Each record below must be retyped exactly, with nothing left out.
[[ DATASET EXCERPTS open ]]
PR #1076, opened 2022-08-09
Iss1048 detector id bindings

### LINKED ISSUE #1048: Python bindings for DetectorIDs
We discussed getting access to the various DetectorID classes from python with Boost.Python. I've been trying things out and I think the following is what would be needed 

- Updating the container to compile Boost.Python properly https://github.com/LDMX-Software/docker/issues/41
- Adding some `find_package` components in the CMakeLists.txt for DetDescr 
- Add a source + header file that defines the bindings that we want
- Add `${LDMX_SW_INSTALL}/lib` to the `${PYTHONPATH} environment variable 
In principle, you could actually just use a source file but that looks a bit weird. 

Doing so means that the `libDetDescr.so` shared object becomes consumable by python and you can import it with 
```python
import libDetDescr
# or 
from libDetDescr import HcalD # etc
``` 

The name of the python module has to be the same as the name of the shared object. If you wanted things to be a bit neater, you could add a separate library just for this but I don't think its worth it. 

For the various ID classes, my approach has been the following
- Export any base classes as objects only. This is the minimum required to use the derived classes. Is there a reason to export any functionality for e.g. `DetectorID`? If so, we could its just some additional boilerplate 
- For the derived classes export
  - The constructor from N pieces 
  - The constructor from a raw integer 
  - Accessor functions for the fields (in snake_case seems more pythonesque than the get* options) 
  - Any helper functions (e.g. `isNegativeEnd` for `HcalDigiID` or `idFromIndex` for `HcalElectronicsID`) 

I haven't been able to get the `__str__` function to work from the `<<` operators that we have defined. It produces a silly amount of template errors.   
  
Thoughts on this approach? I'm mostly familiar with the Hcal-related IDs so if there is something special you would want to have for the others, let me know. 

Here's an example of what the boilerplate looks like
https://github.com/LDMX-Software/ldmx-sw/blob/iss1048-detectorID-bindings/DetDescr/src/DetDescr/DetectorIDBindings.cxx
[[ DATASET EXCERPTS closed ]]
:: RESPONSE BOX ::
PR #1076, opened 2022-08-09
Iss1048 detector id bindings

### LINKED ISSUE #1048: Python bindings for DetectorIDs
We discussed getting access to the various DetectorID classes from python with Boost.Python. I've been trying things out and I think the following is what would be needed 

- Updating the container to compile Boost.Python properly https://github.com/LDMX-Software/docker/issues/41
- Adding some `find_package` components in the CMakeLists.txt for DetDescr 
- Add a source + header file that defines the bindings that we want
- Add `${LDMX_SW_INSTALL}/lib` to the `${PYTHONPATH} environment variable 
In principle, you could actually just use a source file but that looks a bit weird. 

Doing so means that the `libDetDescr.so` shared object becomes consumable by python and you can import it with 
```python
import libDetDescr
# or 
from libDetDescr import HcalD # etc
``` 

The name of the python module has to be the same as the name of the shared object. If you wanted things to be a bit neater, you could add a separate library just for this but I don't think its worth it. 

For the various ID classes, my approach has been the following
- Export any base classes as objects only. This is the minimum required to use the derived classes. Is there a reason to export any functionality for e.g. `DetectorID`? If so, we could its just some additional boilerplate 
- For the derived classes export
  - The constructor from N pieces 
  - The constructor from a raw integer 
  - Accessor functions for the fields (in snake_case seems more pythonesque than the get* options) 
  - Any helper functions (e.g. `isNegativeEnd` for `HcalDigiID` or `idFromIndex` for `HcalElectronicsID`) 

I haven't been able to get the `__str__` function to work from the `<<` operators that we have defined. It produces a silly amount of template errors.   
  
Thoughts on this approach? I'm mostly familiar with the Hcal-related IDs so if there is something special you would want to have for the others, let me know. 

Here's an example of what the boilerplate looks like
https://github.com/LDMX-Software/ldmx-sw/blob/iss1048-detectorID-bindings/DetDescr/src/DetDescr/DetectorIDBindings.cxx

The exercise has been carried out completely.